Under the most cynical interpretation, I guess he'd convert Ongres from a Postgres consultancy to a trademark troll and sue other companies who try to use "Postgres"? Maybe, but that's a pretty serious professional change, and seems a little unlikely, especially given that's a considerable chance that he loses the trademark again if it does end up in court.

For my money, the most likely explanation is that it was a land grab move for prestige purposes that went too far. (And one which may backfire as Google ties this press release to his name.)

2 comments

I get the impression that Álvaro has issues with the governance of the core team and PGCAC and thus wanted trademarks to protect his consultancy that were under the control of his non-profit which he believes has stricter governance. He also seems to be interested in leveraging the trademarks to force governance changes on the core team and PGCAC.
Yeah. My comments are from before Alvaro started commenting in this thread, and I've since changed my position based on reading his responses.

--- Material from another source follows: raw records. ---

Issue #83, opened 2016-07-14
Documentation Needed For Filters


allan23:
It will be beneficial for developers to have all filters in this plugin documented on the GitHub Wiki.

ataylorme:
Closed this prematurely. We still need to document the filters on the project Wiki.

Ritesh-patel:
Added wiki page https://github.com/pantheon-systems/solr-power/wiki

ataylorme:
Great, thank you @Ritesh-patel. Can you also add this to `readme.txt` and `README.md`? Note that if you modify `readme.txt` there is a Grunt task to generate `README.md`

PR #119, opened 2016-08-09
Add incline documentation to existing hooks.

ChrisWiegman:
Adds inline documentation to all 8 existing filters used in the plugin.

Before I add these to the wiki per #83 here is a PR to add them to the code itself. Once confirmed that this is all accurate I will expend to a Wiki page.


ataylorme:
@ChrisWiegman there are also some new filters in the facet widget PR, such as [solr_index_custom_fields](https://github.com/pantheon-systems/solr-power/blob/a57a03173b1c9382fe050788a4fc581d2b6eac0e/includes/class-solrpower-sync.php#L183) that need documented as well.

I think the best course would be for @allan23 to update that PR to add inline documentation for new filters not covered here. Once both of these PRs are merged we'll have full coverage and can make a Wiki page.

Thoughts?

ChrisWiegman:
@ataylorme sounds good to me. If you want to merge this for what it has that's fine. If not, let's have @allan23 merge first and I'll add the remaining filter doc to this PR. Either direction is fine with me.

ataylorme:
I added inline docs for the new filters in commit [c9473462394a85aa84dd623be252b6007529ab67](https://github.com/pantheon-systems/solr-power/pull/118/commits/c9473462394a85aa84dd623be252b6007529ab67) of #118.

@allan23 assigning you here to review these filter docs as well as those in that commit.

If all looks good here we can merge this PR.

Issue #98, opened 2016-07-19
Abstract CSS and JS to dedicated files


danielbachhuber:
There is some inline CSS and JS in the options page that would be better abstracted out to dedicated resource files.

> He also seems to be interested in leveraging the trademarks to force governance changes on the core team and PGCAC.

This is it. The strategy was to acquire the trademarks and then use them as leverage to force the dissolution of Postgres Core and its associated organizations, to be replaced with a new power structure which includes him as a key member.

The very last part is me editorializing somewhat (although it's not very much of a stretch), but he's been quite explicit about the rest of it.

Trademark trolling is specifically the use case for this. Sue every sub $300k/yr company than mentions that they use PostgreSQL in their stack. They won't have the funds to defend themselves, he makes off with $10k-$30k in settlements and goes on to the next one until a court stops him.